Kamis, 20 November 2008

The Inclusive Golden Rule

Many Gedolim (great scholars) has instructed us to follow the custom of the Ari"zal by stating prior to prayer: "Hareini mekabel 'alai mitzvas 'asei shel ve-ahavta le-re'akha kamocha" - Behold, I accept upon myself the positive commandment to 'love your fellow as yourself' (Leviticus 19:18). According to Rabbi Akiva, one of the foremost Talmudic sages, this is the great principle in the Torah ("K'lal gadol ba-Torah").

While many people render the word 're'akh' here as 'your fellow Jew' (according to its context), this great principle can always be broaden to its fullest expression to include the whole humanity.

There is famous story of Rabbi Hillel, who lived in the 1st century B.C.E.

A gentile who wants to convert asked Hillel to teach him the entire Torah while standing on one foot. Hillel replied, “What is hateful to yourself, do not do to your fellow man. That is the whole of Torah and the rest is but commentary. Go and study it.” (Babylonian Talmud, Shabbat 31a)

To include all men, the same Hillel used the term "beriot" (creatures) when inculcating the teaching of love: "Love the fellow-creatures" (Abot i. 12). Hatred of fellow-creatures ("sinat ha-beriyot") is similarly declared by R. Joshua b. Hananiah to be one of the three things that drive man out of the world (Abot ii. 16). 

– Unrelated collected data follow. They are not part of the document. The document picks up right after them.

PR #133, opened 2021-07-11
Add All Operation

AlexandruGG:
This PR:

* [x] Adds an `All` operation
* [x] Has documentation

Even though this is a simple one, it's good to have it in an operation so that users that want to use the operations separately can benefit from it and don't have to use `iterator_to_array` all the time.

### DIFF
--- a/spec/loophp/collection/CollectionSpec.php
+++ b/spec/loophp/collection/CollectionSpec.php
@@ -27,6 +27,7 @@ use PhpSpec\Exception\Example\FailureException;
 use PhpSpec\Exception\Example\MatcherException;
 use PhpSpec\ObjectBehavior;
 use stdClass;
+use TypeError;
 use function gettype;
 use const E_USER_DEPRECATED;
 use const INF;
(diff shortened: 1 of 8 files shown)


spec/loophp/collection/CollectionSpec.php
```diff
@@ -27,13 +27,53 @@
...
+
+            yield ['b'] => 2;
+        };
+
+        $this::fromIterable($nonArrayKeyGen())
+            ->shouldIterateAs($nonArrayKeyGen());
+
+        $this::fromIterable($nonArrayKeyGen())
+            ->shouldThrow(TypeError::class)
+            ->during('all');
```
AlexandruGG, line 74: I actually didn't realise this before but `all` cannot be used at all if you have keys that are not `int|string`, a type error will be thrown

src/Operation/Pipe.php
```diff
@@ -26,31 +24,31 @@ final class Pipe extends AbstractOperation
     /**
      * @pure
      *
-     * @return Closure(...callable(Iterator<TKey, T>):Generator<TKey, T, mixed, mixed>):Closure(Iterator<TKey, T>):Iterator<TKey, T>
+     * @return Closure(callable(iterable<TKey, T>): iterable<TKey, T> ...): Closure(iterable<TKey, T>): iterable<TKey, T>
```
AlexandruGG, line 27: I expanded the type here from `Iterator` to `iterable` to allow for the `All` usage, which returns an `array`

drupol: Nice one!

drupol:
Thanks :dancing_men:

The term "neighbor" has at all times been thus understood by Jewish teachers. In Tanna debe Eliyahu R. xv. it is said: "Blessed be the Lord who is impartial toward all. He says: 'Thou shalt not defraud thy neighbor. Thy neighbor is like thy brother, and thy brother is like thy neighbor.'" Likewise in xxviii.: "Thou shalt love the Lord thy God"; that is, thou shalt make the name of God beloved to the creatures by a righteous conduct toward Gentiles as well as Jews (compare Sifre, Deut. 32). Aaron b. Abraham ibn Ḥayyim of the sixteenth century, in his commentary to Sifre, l.c.; Ḥayyim Vital, the cabalist, in his "Sha'are Ḳedushah," i. 5; and Moses Ḥagis of the eighteenth century, in his work on the 613 commandments, while commenting on Deut. xxiii. 7, teach alike that the law of love of the neighbor includes the non-Israelite as well as the Israelite.

Not surprisingly, Israel's postal service quoted from this commandment when it commemorated the Universal Declaration of Human Rights on a 1958 postage stamp.